There doesn't seem to be any point of a deposit if it is refundable. As to the argument it shows you have money, well showing you have $5K doesn't mean you have $50K, so there is still some risk of the deal not proceding, as we're seeing here. Where I'm from, a deposit was lost (generally speaking) if you backed out of a deal. Thus deposits were generally small (say $100-$500 on a car purchase, even for $100K). Otherwise, it was generally a strong handshake between parties. If you couldn't do the deal, everyone said perhaps next time, and went on their way - things happen. The dealership was compensated for paperwork etc. through the lost deposit, give or take.

The world's become more complicated. I'm not sure if this is because of the buyers or sellers - probably a little of both. Plus the advent of easy credit. It's nostalgic to see folks like Walmart bringing back layaway. What a foreign (sic) concept - pay for something before you can get it.

I'm with the OP - $5K is too much to lose. Non-refundable deposits should be much smaller.


----------



## lqaddict (Dec 5, 2006)

SD 335is said:


> Why did you ever put down a $5,000 deposit? There's just no reason to put down this large a deposit, most people do $500 or $1,000, and some do $0, it all depends on the dealership and your relationship with them. Good luck and I hope you get your full deposit back.


I don't know at a Subaru dealership they took $100 on my wrx pre-order, but a BMW dealership I ordered my e90 from required $5000 non-refundable deposit.

Sent from my Nexus S 4G using Bimmer


----------



## Elias (Jun 26, 2005)

If its been eight weeks since you put your deposit down your car has most likely been built but you should still be able to get your deposit back. Its happened to me before and I got my deposit back no questions asked. You haven't signed any contracts yet and no product or service has been rendered so its up to you now to go there and get your money back. 


Btw don't expect any warm fuzzies from the dealer when you go see them and good luck ordering a car from them again in the future!:tsk:


----------



## chrisk03 (Jun 30, 2010)

Try and check your State law, as well, especially if u signed anything that could b construed as a "nonrefundable" statement. 

My car took almost 3 months and I almost cancelled and could have gotten my deposit back based on that because the dealer had to "perform" within 8 weeks unless stated otherwise in the contract per PA law.

Otherwise go the credit card company route if they don't respond to u. Good luck.

Sent from my HTC Sensation 4G using Bimmer


----------



## Ty Vil (Dec 19, 2002)

Weird how all the CA's knew this was going to be a "goofy" order for a car... It's like we've seen this story play out before.


----------



## SARAFIL (Feb 19, 2003)

chrischeung said:


> As an Australian, I find the US concept of a deposit strange.
> 
> There doesn't seem to be any point of a deposit if it is refundable. As to the argument it shows you have money, well showing you have $5K doesn't mean you have $50K, so there is still some risk of the deal not proceding, as we're seeing here.

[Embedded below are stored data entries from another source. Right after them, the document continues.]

PR #948, opened 2021-03-23
[ETCM-709] Improve ommers validations.

leo-bogastry:
# Description
In testnet we observed the following error message `Block import error BlockImportFailed(OmmersAncestorsError)`, but looking at the code it was not possible to know exactly why the validation failed.
The goal of this PR is to allow for better debugging in case we observe the same error message again.

# Proposed Solution

Replaced OmmersAncestorsError by more specific OmmerIsAncestorError and OmmerParentIsNotAncestorError.
Renamed OmmersNotValidError to OmmersHeaderError and added the underlying reason for failure 
Refactored validateOmmersAncestors method.
Refactored validateOmmersHeaders method to not hide the underlying failing reason.
Reorganized some packages because some classes were not in the correct package and/or the Spec was not in the correct package. Renamed some specs to better reflect the class being tested
Raised the log level of some logs in BlockFetcher because there are barely any logs this actor when debug logs are disabled

# Testing
Connected to Sagano with FastSync off and RegularSync is importing blocks properly

### DIFF
--- a/src/main/scala/io/iohk/ethereum/blockchain/sync/regular/BlockFetcher.scala
+++ b/src/main/scala/io/iohk/ethereum/blockchain/sync/regular/BlockFetcher.scala
@@ -98,6 +98,7 @@ class BlockFetcher(
 
   private def handleCommands(state: BlockFetcherState): Receive = {
     case PickBlocks(amount) => state.pickBlocks(amount) |> handlePickedBlocks(state) |> fetchBlocks
+
     case StrictPickBlocks(from, atLeastWith) =>
       // FIXME: Consider having StrictPickBlocks calls guaranteeing this
       // from parameter could be negative or 0 so we should cap it to 1 if that's the case
@@ -113,6 +114,7 @@ class BlockFetcher(
       }
 
       fetchBlocks(newState)
+
     case InvalidateBlocksFrom(blockNr, reason, withBlacklist) =>
       val (blockProvider, newState) = state.invalidateBlocksFrom(blockNr, withBlacklist)
       log.debug("Invalidate blocks from {}", blockNr)
@@ -157,7 +159,7 @@ class BlockFetcher(
 
   private def handleBodiesMessages(state: BlockFetcherState): Receive = {
     case Response(peer, BlockBodies(bodies)) if state.isFetchingBodies =>
-      log.debug(s"Received ${bodies.size} block bodies")
+      log.debug("Received {} block bodies", bodies.size)
       if (state.fetchingBodiesState == AwaitingBodiesToBeIgnored) {
         log.debug("Block bodies will be ignored due to an invalidation was requested for them")
         fetchBlocks(state.withBodiesFetchReceived)
@@ -171,9 +173,10 @@ class BlockFetcher(
               state.withBodiesFetchReceived.handleRequestedBlocks(newBlocks, peer.id)
           }
         val waitingHeadersDequeued = state.waitingHeaders.size - newState.waitingHeaders.size
-        log.debug(s"Processed $waitingHeadersDequeued new blocks from received block bodies")
+        log.debug("Processed {} new blocks from received block bodies", waitingHeadersDequeued)
         fetchBlocks(newState)
       }
+
     case RetryBodiesRequest if state.isFetchingBodies =>
       log.debug("Something failed on a bodies request, cancelling the request and re-fetching")
       val newState = state.withBodiesFetchReceived
@@ -182,8 +185,10 @@ class BlockFetcher(
 
   private def handleStateNodeMessages(state: BlockFetcherState): Receive = {
     case FetchStateNode(hash) => fetchStateNode(hash, sender(), state)
+
     case RetryFetchStateNode if state.isFetchingStateNode =>
       state.stateNodeFetcher.foreach(fetcher => fetchStateNode(fetcher.hash, fetcher.replyTo, state))
+
     case Response(peer, NodeData(values)) if state.isFetchingStateNode =>
       log.debug("Received state node response from peer {}", peer)
       state.stateNodeFetcher.foreach(fetcher => {
@@ -215,10 +220,13 @@ class BlockFetcher(
       }
       supervisor ! ProgressProtocol.GotNewBlock(newState.knownTop)
       fetchBlocks(newState)
+
     case MessageFromPeer(CommonMessages.NewBlock(block, _), peerId) =>
       handleNewBlock(block, peerId, state)
+
     case MessageFromPeer(PV64.NewBlock(block, _), peerId) =>
       handleNewBlock(block, peerId, state)
+
     case BlockImportFailed(blockNr, reason) =>
       val (peerId, newState) = state.invalidateBlocksFrom(blockNr)
       peerId.foreach(id => peersClient ! BlacklistPeer(id, reason))
@@ -259,8 +267,9 @@ class BlockFetcher(
     state.tryInsertBlock(block, peerId) match {
       case Left(_) if block.number <= state.lastBlock =>
         log.debug(
-          s"Checkpoint block ${ByteStringUtils.hash2string(blockHash)} is older than current last block ${state.lastBlock}" +
-            s" - clearing the queues and putting checkpoint to ready blocks queue"
+          "Checkpoint block {} is older than current last block {} - clearing the queues and putting checkpoint to ready blocks queue",
+          ByteStringUtils.hash2string(blockHash),
+          state.lastBlock
         )
         val newState = state
           .clearQueues()
@@ -279,7 +288,7 @@ class BlockFetcher(
         log.debug(error)
         handleFutureBlock(block, state)
       case Right(state) =>
-        log.debug(s"Checkpoint block [${ByteStringUtils.hash2string(blockHash)}] fit into queues")
+        log.debug("Checkpoint block [{}] fit into queues", ByteStringUtils.hash2string(blockHash))
         fetchBlocks(state)
     }
   }
@@ -289,20 +298,20 @@ class BlockFetcher(
     //ex. After a successful handshake, fetcher will receive the info about the header of the peer best block
     case MessageFromPeer(BlockHeaders(headers), _) =>
       headers.lastOption.map { bh =>
-        log.debug(s"Candidate for new top at block ${bh.number}, current known top ${state.knownTop}")
+        log.debug("Candidate for new top at block {}, current known top {}", bh.number, state.knownTop)
         val newState = state.withPossibleNewTopAt(bh.number)
         fetchBlocks(newState)
       }
     //keep fetcher state updated in case new mined block was imported
     case InternalLastBlockImport(blockNr) =>
-      log.debug(s"New mined block $blockNr imported from the inside")
+      log.debug("New mined block {} imported from the inside", blockNr)
       val newState = state.withLastBlock(blockNr).withPossibleNewTopAt(blockNr)
 
       fetchBlocks(newState)
 
     //keep fetcher state updated in case new checkpoint block was imported
     case InternalCheckpointImport(blockNr) =>
-      log.debug(s"New checkpoint block $blockNr imported from the inside")
+      log.debug("New checkpoint block {} imported from the inside", blockNr)
 
       val newState = state
         .clearQueues()
@@ -414,13 +423,16 @@ class BlockFetcher(
 
   private def handleRequestResult(fallback: FetchMsg)(msg: Any): Task[Any] = msg match {
     case failed: RequestFailed =>
-      log.debug("Request failed due to {}", failed)
+      log.warning("Request failed due to {}", failed)
       Task.now(fallback)
+
     case NoSuitablePeer =>
       Task.now(fallback).delayExecution(syncConfig.syncRetryInterval)
+
     case Failure(cause) =>
       log.error(cause, "Unexpected error on the request result")
       Task.now(fallback)
+
     case m =>
       Task.now(m)
   }
--- a/src/main/scala/io/iohk/ethereum/consensus/ethash/validators/OmmersValidator.scala
+++ b/src/main/scala/io/iohk/ethereum/consensus/ethash/validators/OmmersValidator.scala
@@ -2,6 +2,7 @@ package io.iohk.ethereum.consensus.ethash.validators
 
 import akka.util.ByteString
 import io.iohk.ethereum.consensus.ethash.validators.OmmersValidator.{OmmersError, OmmersValid}
+import io.iohk.ethereum.consensus.validators.BlockHeaderError
 import io.iohk.ethereum.consensus.{GetBlockHeaderByHash, GetNBlocksBack}
 import io.iohk.ethereum.domain.{Block, BlockHeader, Blockchain}
 
@@ -36,9 +37,10 @@ object OmmersValidator {
 
   object OmmersError {
     case object OmmersLengthError extends OmmersError
-    case object OmmersNotValidError extends OmmersError
+    case class OmmersHeaderError(errors: List[BlockHeaderError]) extends OmmersError
     case object OmmersUsedBeforeError extends OmmersError
-    case object OmmersAncestorsError extends OmmersError
+    case object OmmerIsAncestorError extends OmmersError
+    case object OmmerParentIsNotAncestorError extends OmmersError
     case object OmmersDuplicatedError extends OmmersError
   }
 
--- a/src/main/scala/io/iohk/ethereum/consensus/validators/std/StdOmmersValidator.scala
+++ b/src/main/scala/io/iohk/ethereum/consensus/validators/std/StdOmmersValidator.scala
@@ -1,15 +1,14 @@
-package io.iohk.ethereum.consensus.ethash.validators
+package io.iohk.ethereum.consensus.validators.std
 
 import akka.util.ByteString
+import io.iohk.ethereum.consensus.ethash.validators.OmmersValidator
 import io.iohk.ethereum.consensus.ethash.validators.OmmersValidator.OmmersError._
 import io.iohk.ethereum.consensus.ethash.validators.OmmersValidator.{OmmersError, OmmersValid}
-import io.iohk.ethereum.consensus.validators.BlockHeaderValidator
+import io.iohk.ethereum.consensus.validators.{BlockHeaderError, BlockHeaderValid, BlockHeaderValidator}
 import io.iohk.ethereum.consensus.{GetBlockHeaderByHash, GetNBlocksBack}
 import io.iohk.ethereum.domain.BlockHeader
-import io.iohk.ethereum.utils.BlockchainConfig
 
-class StdOmmersValidator(blockchainConfig: BlockchainConfig, blockHeaderValidator: BlockHeaderValidator)
-    extends OmmersValidator {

Where I'm from, a deposit was lost (generally speaking) if you backed out of a deal. Thus deposits were generally small (say $100-$500 on a car purchase, even for $100K). Otherwise, it was generally a strong handshake between parties. If you couldn't do the deal, everyone said perhaps next time, and went on their way - things happen. The dealership was compensated for paperwork etc. through the lost deposit, give or take.


doesn't prove that you have all of the money, but it shows commitment. How many people will put down $500 or $1000 or possibly more and let a dealer keep it for a few months if they have no intention to buy the car? Sure, things could still happen and you could still cancel... but they have a much better shot of getting you to take delivery if you let them hold your money.


----------